Abstract: Chronic kidney disease is a major societal challenge, costing Canada over $30 billion/year. Transplantation can restore life-long health with tremendous cost savings, but antibody-mediated rejection (AMR) and complications of long-term immune suppression cause premature graft loss or early death in 50% of recipients, with increased costs of care. There are no proven treatments for AMR so prevention and early detection are crucial. Two Genome Canada Transplant Consortium (GCTC) projects will be presented: (1) Use of HLA genotyping and donor-recipient eplet-matching strategies in organ allocation simulation models, and (2) Longitudinal monitoring of gene expression in the peripheral blood of transplant patients to identify immune quiescence or activity. Results from simulations are used to inform organ allocation strategies involving eplet-based matching in Canada while results from the longitudinal genomics analysis will be used to inform AMR-monitoring strategies in combination with other data sets.

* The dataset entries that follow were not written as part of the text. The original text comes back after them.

PR #3367, opened 2026-03-10
Make tokenizer_path to be non-mandatory

A9isha:
# Description

Simplify the parameters for running on MaxText by removing `tokenizer_path` as a required argument.

FIXES: b/490520651

# Tests

Ran locally on a v5p-8 the following commands:
```
# With tokenizer path
python3 -m src.maxtext.trainers.post_train.rl.train_rl src/maxtext/configs/post_train/rl.yml   model_name=llama3.1-8b-Instruct   tokenizer_path=meta-llama/Llama-3.1-8B-Instruct   load_parameters_path=/path/to/checkpoint   run_name=maz-8b-$RANDOM   base_output_directory=/path/to/gcs/bucket   hf_access_token=<HF_TOKEN> dataset_name=gsm8k steps=4 rollout_tensor_parallelism=-1 rollout_data_parallelism=1 rollout_expert_parallelism=1

# Without tokenizer path
python3 -m src.maxtext.trainers.post_train.rl.train_rl src/maxtext/configs/post_train/rl.yml   model_name=llama3.1-8b-Instruct   tokenizer_path=meta-llama/Llama-3.1-8B-Instruct   load_parameters_path=/path/to/checkpoint   run_name=maz-8b-$RANDOM   base_output_directory=/path/to/gcs/bucket   hf_access_token=<HF_TOKEN> dataset_name=gsm8k steps=4 rollout_tensor_parallelism=-1 rollout_data_parallelism=1 rollout_expert_parallelism=1
```
# Checklist

### DIFF
--- a/src/maxtext/configs/pyconfig.py
+++ b/src/maxtext/configs/pyconfig.py
@@ -29,12 +29,13 @@ import jax.numpy as jnp
 import omegaconf
 
 from maxtext.configs import pyconfig_deprecated
-from maxtext.utils.globals import MAXTEXT_CONFIGS_DIR
+from maxtext.utils.globals import MAXTEXT_CONFIGS_DIR, MAXTEXT_ASSETS_ROOT, HF_IDS
 from maxtext.common.common_types import DecoderBlockType, ShardMode
 from maxtext.configs import types
 from maxtext.configs.types import MaxTextConfig
 from maxtext.inference.inference_utils import str2bool
 from maxtext.utils import max_utils
+from maxtext.utils import max_logging
 
 logger = logging.getLogger(__name__)
 logger.setLevel(os.environ.get("LOGLEVEL", "INFO"))
@@ -62,7 +63,7 @@ def resolve_config_path(param: str) -> str:
   # For pip-installed packages, strip the src prefix and resolve against
   # the installed configs directory (MAXTEXT_CONFIGS_DIR).
   if param.startswith("src/maxtext/configs/"):
-    candidate = os.path.join(MAXTEXT_CONFIGS_DIR, param[len("src/maxtext/configs/"):])
+    candidate = os.path.join(MAXTEXT_CONFIGS_DIR, param[len("src/maxtext/configs/") :])
     if os.path.isfile(candidate):
       return candidate
   return os.path.join("src", param)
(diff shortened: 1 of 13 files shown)


SurbhiJainUSC:
Can we do the similar change for SFT?

A9isha:
> Can we do the similar change for SFT?

Yes done now

src/maxtext/configs/pyconfig.py
```diff
@@ -142,14 +137,26 @@ def _prepare_for_pydantic(raw_keys: dict[str, Any]) -> dict[str, Any]:
...
+        )
         and new_value == ""
     ):
       new_value = None
 
     if key == "run_name" and new_value is None:
       new_value = ""
 
+    if key == "tokenizer_path" and new_value is None:
+      new_value = HF_IDS.get(raw_keys["model_name"])
```
SurbhiJainUSC: What if `MODEL_NAME` is not present in `HF_IDS`?

src/maxtext/configs/types.py
```diff
@@ -205,7 +204,9 @@ class ProfilerType(str, Enum):
     "llama2-13b",
     "llama2-70b",
     "llama3-8b",
+    "llama3.1-8b-Instruct",
```
SurbhiJainUSC, line 208: Instead of explicitly adding `Instruct` model name to this list, can we somehow derive it from the base model? In future, we might need `Instruct` model for gemma and then we would have to update this list.

SurbhiJainUSC: You have added `qwen3-omni-30b-a3b-Instruct` to `HF_IDS`, but it is not present in `ModelName` list.

A9isha: Yes, I think the idea for this PR is to allow on the fly tokenizer_path calculation for the popular models used in the tutorials to make it easier for first time users. We still have the option of passing `tokenizer_path`. So, for the models which are not supported for this on the fly calculations we will default to using the previous `maxtext/assets/tokenizers/tokenizer.llama2` default and if the user intended to use something else they would pass `tokenizer_path`

Great point about `qwen3-omni-30b-a3b-Instruct`, I will remove that change.

src/maxtext/configs/pyconfig.py
A9isha: Please see my response [here](https://github.com/AI-Hypercomputer/maxtext/pull/3367#discussion_r2914868826)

About the speaker: Dr Günther has worked with the Immunology Lab at Vancouver General Hospital/University of British Columbia, Canada, as a consultant for the past 5 years, providing customized data analysis, modeling and simulation for projects related to kidney transplantation. He received a Ph.D. in physics from the Goethe University Frankfurt, Germany in 1998. Since then he has focused on data analysis, visualization, modeling and simulation, as well as algorithm and software development, including positions at the University of British Columbia, the British Columbia Centre for Disease Control, and the Prevention of Organ Failure Centre of Excellence in Vancouver. Since 2014, Dr Günther provides consulting services through Gunther Analytics.August 14 - Learning consistent subcellular landmarks to quantify changes in multiplexed protein maps 

August 14 - Learning consistent subcellular landmarks to quantify changes in multiplexed protein maps

Speaker: Dr Scott Berry (UNSW)

Abstract: Highly multiplexed imaging holds enormous promise for understanding how spatial context shapes the activity of the genome and its products at multiple length scales. We have recently developed a deep-learning framework called CAMPA (Conditional Autoencoder for Multiplexed Pixel Analysis) to learn representations of molecular pixel-profiles that are consistent across heterogeneous cell populations and experimental perturbations. CAMPA identifies consistent subcellular landmarks, which can be quantitatively compared in terms of their sizes, shapes, molecular compositions, and relative spatial organisation. Using high-resolution multiplexed immunofluorescence, this reveals how subcellular organisation changes upon perturbation of RNA production, RNA processing, or cell size, and uncovers links between the molecular composition of membraneless organelles and cell-to-cell variability in bulk RNA synthesis rates. By capturing interpretable cellular phenotypes, we anticipate that CAMPA will accelerate the systematic mapping of multiscale atlases of biological organisation to identify the rules by which context shapes physiology and disease.

About the speaker: Scott has a background in Theoretical Physics and Molecular Biology. He studied a PhD at the John Innes Centre in Norwich, UK, on mechanisms of epigenetic memory in plants, before moving to the University of Zurich in Switzerland as an HFSP and EMBO postdoctoral fellow. In Zurich, Scott worked on mechanisms of mRNA concentration homeostasis in mammalian cells and experimental and computational approaches for acquiring and analysing highly multiplexed image data. In 2021, Scott started his group at Single Molecule Science, the EMBL Australia node at the University of New South Wales in Sydney. His group works on quantitative regulation of gene expression at the single-cell level, primarily employing microscopy and systems biology approaches – including mathematical modelling.